Globalization refers to the current economic and business situation in the world where these activities are carried out across the national boundaries in large volumes in without being trade barriers put up by various countries. The globalization is the net impact of is the result of tendency on part of businesses to widen the scale of their operation globally, as well as by countries adopting policies and practices that promote and facilitate international trade and economic cooperation between different countries.
Eagle114 already asked my question.
"Globalization refers to situation marked by substantial degree of economic activities carried out across boundaries of different countries or nations."
So the short answer:
Globalization is trade.
Or, as Brettd has implied, globalization is more than exchange of money, capital, labor, and natural resources.
“Overall, the main idea is that there are getting to be more and more ways in which people in different countries are connected to one another.”
Globalization is trade, but it is up front and personal.
Wordprof suggests that rather than the movement of money, capital, labor, or natural resources, globalization is management's decision to move money, capital, labor, or natural resources.
So globalization is the decision to do rather than the doing itself.
According to Pohnpei397, globalization is a marketing strategy in which a firm sells the same product in many markets as opposed to regionalization or localization in which a firm sells different products in each markets.
So some of the confusion about the meaning of globalization come from the fact that different professions use the word in different ways. To business people globalization is a decision or a strategy. To economists it must be a fancy word for trade. To the rest of us it must be the effects of trade on all forms of culture, like language, religion, food, law, politics, and economy.
Social commentators have worried about shrinking time between geographic locations since at least the 1830’s when they encountered the telegraph and railroad. Henry Adams called it the “law of acceleration.” John Dewey called it the “new world.” Marshall McLuhan, one commentator of whom I never heard, called it the “global village.” Karl Marx called it “intercourse in every direction,” “universal interdependence of nations,” and “tools for the working class.” He seems to have expected globalization to destroy capitalism.
Until the 1970’s, none of the commentators used the word, globalization, to describe any of the characteristics now called globalization.

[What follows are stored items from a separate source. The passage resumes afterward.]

PR #1462, opened 2015-09-23
DNS lookups should not be case sensitive.

### LINKED ISSUE #1461: DNS shouldn't be case sensitive
"Note that while upper and lower case letters are allowed in domain
names, no significance is attached to the case.  That is, two names with
the same spelling but different case are to be treated as if identical."

https://www.ietf.org/rfc/rfc1035.txt

tomwilkie:
Fixes #1461

### DIFF
--- a/nameserver/entry.go
+++ b/nameserver/entry.go
@@ -5,6 +5,7 @@ import (
 	"encoding/gob"
 	"fmt"
 	"sort"
+	"strings"
 	"time"
 
 	"github.com/weaveworks/weave/net/address"
@@ -23,8 +24,26 @@ type Entry struct {
 }
 
 type Entries []Entry
+type CaseSensitive Entries
+type CaseInsensitive Entries
+type SortableEntries interface {
+	sort.Interface
+	Get(i int) Entry
+}
 
-func (e1 *Entry) equal(e2 *Entry) bool {
+// Gossip messages are sorted in a case sensitive order...
+func (es CaseSensitive) Len() int           { return len(es) }
+func (es CaseSensitive) Swap(i, j int)      { es[i], es[j] = es[j], es[i] }
+func (es CaseSensitive) Get(i int) Entry    { return es[i] }
+func (es CaseSensitive) Less(i, j int) bool { return es[i].less(&es[j]) }
+
+// ... but we store entries in a case insensitive order.
+func (es CaseInsensitive) Len() int           { return len(es) }
+func (es CaseInsensitive) Swap(i, j int)      { es[i], es[j] = es[j], es[i] }
+func (es CaseInsensitive) Get(i int) Entry    { return es[i] }
+func (es CaseInsensitive) Less(i, j int) bool { return es[i].insensitiveLess(&es[j]) }
+
+func (e1 Entry) equal(e2 Entry) bool {
 	return e1.ContainerID == e2.ContainerID &&
 		e1.Origin == e2.Origin &&
 		e1.Addr == e2.Addr &&
@@ -36,6 +55,24 @@ func (e1 *Entry) less(e2 *Entry) bool {
 	switch {
 	case e1.Hostname != e2.Hostname:
 		return e1.Hostname < e2.Hostname
+
+	case e1.Origin != e2.Origin:
+		return e1.Origin < e2.Origin
+
+	case e1.ContainerID != e2.ContainerID:
+		return e1.ContainerID < e2.ContainerID
+
+	default:
+		return e1.Addr < e2.Addr
+	}
+}
+
+func (e1 *Entry) insensitiveLess(e2 *Entry) bool {
+	// Entries are kept sorted by Hostname, Origin, ContainerID then address
+	e1Hostname, e2Hostname := strings.ToLower(e1.Hostname), strings.ToLower(e2.Hostname)
+	switch {
+	case e1Hostname != e2Hostname:
+		return e1Hostname < e2Hostname
 
 	case e1.Origin != e2.Origin:
 		return e1.Origin < e2.Origin
@@ -63,37 +100,37 @@ func (e1 *Entry) String() string {
 	return fmt.Sprintf("%s -> %s", e1.Hostname, e1.Addr.String())
 }
 
-func (es Entries) Len() int           { return len(es) }
-func (es Entries) Swap(i, j int)      { panic("Swap") }
-func (es Entries) Less(i, j int) bool { return es[i].less(&es[j]) }
-
-func (es Entries) check() error {
+func check(es SortableEntries) error {
 	if !sort.IsSorted(es) {
 		return fmt.Errorf("Not sorted!")
 	}
-	for i := 1; i < len(es); i++ {
-		if es[i].equal(&es[i-1]) {
-			return fmt.Errorf("Duplicate entry: %d:%v and %d:%v", i-1, es[i-1], i, es[i])
+	for i := 1; i < es.Len(); i++ {
+		if es.Get(i).equal(es.Get(i - 1)) {
+			return fmt.Errorf("Duplicate entry: %d:%v and %d:%v", i-1, es.Get(i-1), i, es.Get(i))
 		}
 	}
 	return nil
 }
 
-func (es *Entries) checkAndPanic() {
-	if err := es.check(); err != nil {
+func checkAndPanic(es SortableEntries) {
+	if err := check(es); err != nil {
 		panic(err)
 	}
 }
 
+func (es *Entries) checkAndPanic() *Entries {
+	checkAndPanic(CaseInsensitive(*es))
+	return es
+}
+
 func (es *Entries) add(hostname, containerid string, origin router.PeerName, addr address.Address) Entry {
-	es.checkAndPanic()
-	defer es.checkAndPanic()
+	defer es.checkAndPanic().checkAndPanic()
 
 	entry := Entry{Hostname: hostname, Origin: origin, ContainerID: containerid, Addr: addr}
 	i := sort.Search(len(*es), func(i int) bool {
-		return !(*es)[i].less(&entry)
+		return !(*es)[i].insensitiveLess(&entry)
 	})
-	if i < len(*es) && (*es)[i].equal(&entry) {
+	if i < len(*es) && (*es)[i].equal(entry) {
 		if (*es)[i].Tombstone > 0 {
 			(*es)[i].Tombstone = 0
 			(*es)[i].Version++
@@ -107,16 +144,16 @@ func (es *Entries) add(hostname, containerid string, origin router.PeerName, add
 }
 
 func (es *Entries) merge(incoming Entries) Entries {
-	es.checkAndPanic()
-	defer es.checkAndPanic()
+	defer es.checkAndPanic().checkAndPanic()
+
 	newEntries := Entries{}
 	i := 0
 
 	for _, entry := range incoming {
-		for i < len(*es) && (*es)[i].less(&entry) {
+		for i < len(*es) && (*es)[i].insensitiveLess(&entry) {
 			i++
 		}
-		if i < len(*es) && (*es)[i].equal(&entry) {
+		if i < len(*es) && (*es)[i].equal(entry) {
 			if (*es)[i].merge(&entry) {
 				newEntries = append(newEntries, entry)
 			}
@@ -133,8 +170,8 @@ func (es *Entries) merge(incoming Entries) Entries {
 
 // f returning true means keep the entry.
 func (es *Entries) tombstone(ourname router.PeerName, f func(*Entry) bool) Entries {
-	es.checkAndPanic()
-	defer es.checkAndPanic()
+	defer es.checkAndPanic().checkAndPanic()
+
 	tombstoned := Entries{}
 	for i, e := range *es {
 		if f(&e) && e.Origin == ourname {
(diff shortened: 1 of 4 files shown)


nameserver/nameserver.go
```diff
@@ -161,8 +161,9 @@ func (n *Nameserver) PeerGone(peer *router.Peer) {
 func (n *Nameserver) Delete(hostname, containerid, ipStr string, ip address.Address) error {
 	n.Lock()
 	n.infof("tombstoning hostname=%s, container=%s, ip=%s", hostname, containerid, ipStr)
+	lowerHostname := strings.ToLower(hostname)
 	entries := n.entries.tombstone(n.ourName, func(e *Entry) bool {
-		if hostname != "*" && e.Hostname != hostname {
+		if hostname != "*" && strings.ToLower(e.Hostname) != lowerHostname {
```
tomwilkie: I'm not convinced delete should be case insensitive.  Thoughts?

bboreham: Yes, to be consistent. Easier to understand.

tomwilkie:
@inercia would you mind giving this a look please?

rade:
What about the domain? Should that be treated case insensitively too?

Also, what's the motivation for dealing with the case insensitivity in the various lookups/comparisons, instead of simply lower-casing the hostname on entry creation?

tomwilkie:
> What about the domain? Should that be treated case insensitively too?

Domain is included in the hostname here (see https://github.com/weaveworks/weave/blob/master/weave#L844)

> Also, what's the motivation for dealing with the case insensitivity in the various lookups/comparisons, instead of simply lower-casing the hostname on entry creation?

Backwards compatibility.

tomwilkie:
> Also, what's the motivation for dealing with the case insensitivity in the various lookups/comparisons, instead of simply lower-casing the hostname on entry creation?

Actually this will change the sort order, which means it isn't backwards compatible.  Will change to lowercasing on entry creation.

nameserver/nameserver.go
rade: why do we need the `ToLower` here? It's an entry hostname, so surely it should be lower-case already.

rade:
>  Will change to lowercasing on entry creation.

So where does that leave us w.r.t. backward compatibility?

tomwilkie:
> So where does that leave us w.r.t. backward compatibility?

If you are running a mixed 1.1/1.2 cluster
- the 1.1 host will resolve lower case versions of the containers on the weave 1.2 hosts 
- if you are using non-lowercase hostnames/domain on a weave 1.1 hosts, the 1.2 host will not be able to resolve those names.

(1) is probably fine, but (2) looks like a show stopper.  We could solve it by:
- also looking for non-lowercased names in the lookup method (as well as lowercased names)
- going back to original scheme (don't lowercase on the way in, just on search), but keeping the case on sort.  This would also fix (1).

rade:
I reckon add/remove should be case-sensitive, but lookup shouldn't be, i.e. it should return all records that match case-insensitively. I suspect this is how normal DNS servers behave, e.g. you can give them a zone file with mixed case records and they will return case-insensitively matching ones on lookup. Worth checking though.

tomwilkie:
> I reckon add/remove should be case-sensitive

Agreed.

Attempt (3) - only do case insensitive matching on lookup.  Re: backwards compatibility - sort order is preserved.  From a 1.1 host, lookup will be case sensitive, and from a 1.2 host, it will not be.

tomwilkie:
Actually this won't work either; sort on a string puts all the upper case before the lowercase:

http://play.golang.org/p/UXLptUu953

```
func main() {
	a := []string{"aaa", "Aaa", "bbb", "Bbb", "aAa", "aaA", "bBb", "bbB"}
	sort.Strings(a)
	fmt.Println(a)
}
```

```
[Aaa Bbb aAa aaA aaa bBb bbB bbb]
```

Back to drawing board.

rade:
> Actually this won't work either; sort on a string puts all the upper case before the lowercase

The [objective](https://github.com/weaveworks/weave/pull/1462#issuecomment-143664165) is correct. Your implementation is broken.

tomwilkie:
If we change the sort order the gossip messages will fail to merge with 1.1 hosts.  So we can't change the sort order.

We could make lookup O(n), but that sucks.

rade:
> If we change the sort order the gossip messages will fail to merge with 1.1 hosts.

How would this manifest itself?

tomwilkie:
Routers with different sort orders would drop the connection to each other (nameserver.go:218 would fail)

rade:
Why not sort the received data instead of *checking* that it is sorted?

bboreham:
If you're sorting case-sensitively, why would the order be different?

rade:
> If you're sorting case-sensitively, why would the order be different?

It wouldn't be but then you cannot do an efficient case *in*sensitive lookup.

tomwilkie:
> Why not sort the received data instead of checking that it is sorted?

We can do that in 1.2, but the doesn't help with 1.2 sending gossips to 1.1.

rade:
Oh dear. Looks like we are in a bit of pickle here.

dpw:
Why can't you decouple the data structure that you gossip (which needs to be case-sensitively sorted for compatibility) from the data structure that you do lookups in?

tomwilkie:
@dpw we can, or course.  But we haven't done that yet (as it is simpler, with less code, not to).

As part of the original design we discussed putting indexes on the entries data structure to accelerate non-hostname lookups (ie reverse lookups, or delete by container id).  Perhaps, now that the order of the entires doesn't help for lookup, this is needed for lookups too?

tomwilkie:
And a even simpler solution would be to do a case sensitive sort for gossips we send, and a case-insensitive sort on gossips we receive.

dpw:
> @dpw we can, or course. But we haven't done that yet (as it is simpler, with less code, not to).

Ok. I interpreted Matthias "bit of a pickle" comment as suggesting that there was some genuine difficulty, not merely the need to write some code that you'd prefer not to.  As you were then.

tomwilkie:
@rade PTAL

Failures are in 602_proxy_docker_py_test and are unrelated.

nameserver/entry.go
```diff
@@ -63,37 +100,33 @@ func (e1 *Entry) String() string {
...
+	if err := check(es); err != nil {
 		panic(err)
 	}
 }
 
 func (es *Entries) add(hostname, containerid string, origin router.PeerName, addr address.Address) Entry {
-	es.checkAndPanic()
-	defer es.checkAndPanic()
+	checkAndPanic(CaseInsensitive(*es))
+	defer func() { checkAndPanic(CaseInsensitive(*es)) }()
```
rade: If you define
```
func (es *Entries) checkAndPanic() *Entries {
	checkAndPanic(CaseInsensitive(*es))
	return es
}
```
then the above becomes
```
defer es.checkAndPanic().checkAndPanic()
```

which is a trick I learned from https://github.com/davecheney/profile#usage

nameserver/nameserver.go
```diff
@@ -215,7 +217,7 @@ func (n *Nameserver) receiveGossip(msg []byte) (router.GossipData, router.Gossip
 		return nil, nil, fmt.Errorf("clock skew of %d detected", delta)
 	}
 
-	if err := gossip.Entries.check(); err != nil {
+	if err := check(CaseSensitive(gossip.Entries)); err != nil {
```
rade: We should drop this check. That way we switch to sending case-insensitive entries in 1.3, and get rid of most of of the code from this PR at that point.

test/245_dns_case_insensitive_test.sh
```diff
@@ -0,0 +1,31 @@
...
+start_container $HOST1 $C2/24 --name=SeEtWo
+assert_dns_record $HOST1 test seetwo.weave.local $C2
+assert_dns_record $HOST1 test SeeTwo.weave.local $C2
+assert_dns_record $HOST1 test SEETWO.weave.local $C2
+
+start_container $HOST1 $C3/24 --name=seetwo
+assert_dns_record $HOST1 test seetwo.weave.local $C2 $C3
+assert_dns_record $HOST1 test SeeTwo.weave.local $C2 $C3
+assert_dns_record $HOST1 test SEETWO.weave.local $C2 $C3
+assert "exec_on $HOST1 test dig +short seetwo.weave.local A | grep -v ';;' | wc -l" 2
```
rade: why do we need that last check?

tomwilkie: I added this test to expose the sort order issue; if the nameserver wasn't sorting properly, the internal records would be SeEtWo, seeone, seetwo, so a lookup for seetwo would just return len(1), not len(2).

tomwilkie:
Have tested manually - ubuntu-14 is this branch, ubuntu-15 is 1.1:

```
vagrant@ubuntu-14:~/src/github.com/weaveworks/weave$ nslookup searchapp.weave.local 172.17.42.1
Server:		172.17.42.1
Address:	172.17.42.1#53

Name:	searchapp.weave.local
Address: 10.32.0.12
Name:	searchapp.weave.local
Address: 10.40.0.2
Name:	searchapp.weave.local
Address: 10.40.0.3
Name:	searchapp.weave.local
Address: 10.32.0.4
Name:	searchapp.weave.local
Address: 10.32.0.3

vagrant@ubuntu-14:~/src/github.com/weaveworks/weave$ weave status dns
app          10.40.0.7       63acc94a6eed 56:f7:a1:9a:90:ff
app          10.40.0.6       c4078e711876 56:f7:a1:9a:90:ff
app          10.32.0.7       09cf6c314865 ae:23:70:89:80:61
app          10.32.0.8       5a7ac5be5157 ae:23:70:89:80:61
client       10.40.0.10      9b34528aee2e 56:f7:a1:9a:90:ff
client       10.32.0.11      2073da265f48 ae:23:70:89:80:61
elasticsearch 10.32.0.2       661f8e294fef ae:23:70:89:80:61
frontend     10.40.0.8       23d34d5994e1 56:f7:a1:9a:90:ff
frontend     10.40.0.9       52763050e15c 56:f7:a1:9a:90:ff
frontend     10.32.0.10      d34742dd2a09 ae:23:70:89:80:61
frontend     10.32.0.9       ff88aad13e05 ae:23:70:89:80:61
qotd         10.40.0.5       4c0277bfbc51 56:f7:a1:9a:90:ff
qotd         10.32.0.6       0dee827d5b34 ae:23:70:89:80:61
redis        10.40.0.4       14c131aec9e3 56:f7:a1:9a:90:ff
redis        10.32.0.5       038b5dd8171a ae:23:70:89:80:61
searchapp    10.40.0.2       97992c807504 56:f7:a1:9a:90:ff
searchapp    10.40.0.3       fa539363ed99 56:f7:a1:9a:90:ff
searchapp    10.32.0.3       35ec6a8ea094 ae:23:70:89:80:61
Searchapp    10.32.0.12      4e90d538db02 ae:23:70:89:80:61
searchapp    10.32.0.4       940d037096b5 ae:23:70:89:80:61
```

```
vagrant@ubuntu-15:~/src/github.com/weaveworks/scope$ weave status dns
Searchapp    10.32.0.12      4e90d538db02 ae:23:70:89:80:61
app          10.40.0.7       63acc94a6eed 56:f7:a1:9a:90:ff
app          10.40.0.6       c4078e711876 56:f7:a1:9a:90:ff
app          10.32.0.7       09cf6c314865 ae:23:70:89:80:61
app          10.32.0.8       5a7ac5be5157 ae:23:70:89:80:61
client       10.40.0.10      9b34528aee2e 56:f7:a1:9a:90:ff
client       10.32.0.11      2073da265f48 ae:23:70:89:80:61
elasticsearch 10.32.0.2       661f8e294fef ae:23:70:89:80:61
frontend     10.40.0.8       23d34d5994e1 56:f7:a1:9a:90:ff
frontend     10.40.0.9       52763050e15c 56:f7:a1:9a:90:ff
frontend     10.32.0.10      d34742dd2a09 ae:23:70:89:80:61
frontend     10.32.0.9       ff88aad13e05 ae:23:70:89:80:61
qotd         10.40.0.5       4c0277bfbc51 56:f7:a1:9a:90:ff
qotd         10.32.0.6       0dee827d5b34 ae:23:70:89:80:61
redis        10.40.0.4       14c131aec9e3 56:f7:a1:9a:90:ff
redis        10.32.0.5       038b5dd8171a ae:23:70:89:80:61
searchapp    10.40.0.2       97992c807504 56:f7:a1:9a:90:ff
searchapp    10.40.0.3       fa539363ed99 56:f7:a1:9a:90:ff
searchapp    10.32.0.3       35ec6a8ea094 ae:23:70:89:80:61
searchapp    10.32.0.4       940d037096b5 ae:23:70:89:80:61
```

tomwilkie:
Failure in test is the docker py test_792_explicit_port_protocol failure, unrelated.

test/245_dns_case_insensitive_test.sh
```diff
@@ -0,0 +1,31 @@
...
+
+C1=10.2.0.78
+C2=10.2.0.79
+C3=10.2.0.80
+
+start_suite "DNS lookup case (in)sensitivity"
+
+weave_on $HOST1 launch
+
+start_container_with_dns $HOST1        --name=test
```
rade: some odd whitespace there.

test/245_dns_case_insensitive_test.sh
```diff
@@ -0,0 +1,31 @@
...
+
+start_container $HOST1 $C1/24 --name=seeone
+assert_dns_record $HOST1 test seeone.weave.local $C1
+assert_dns_record $HOST1 test SeeOne.weave.local $C1
+assert_dns_record $HOST1 test SEEONE.weave.local $C1
```
rade: What is this set of tests exercising that isn't also exercised by the lot below?

tomwilkie: We need 3 dns entries for this test to properly test the sort order; this provides the dns entry that would split SeEtWo and seetwo if sorting isn't working.

I guess we can remove the ```assert_dns_record ...  seetwo.weave.local $C2 $C3``` ones below?  But I like the completeness.

rade: ok. makes sense.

Defining globalization seems to me to have something in common with the blind men trying to describe the elephant. The list of definitions includes:
classical liberal economics
dominance of Western Culture
dominance of American Culture
proliferation of information technology
vanishing sources of social conflict
unification of cultures
annihilation of local and national boundaries
Two definitions, which I think deal with the basic idea are:
change in spatial and temporal contours of society
annihilation of time between locations
And this list excludes some definitions which business people may use like the ones proposed in previous posts by Wordprof and Popnpei397.
Or as a Hezbollah militant said, globalization is McDonaldization, but that is just a cute way to say Americanization or dominance of American culture.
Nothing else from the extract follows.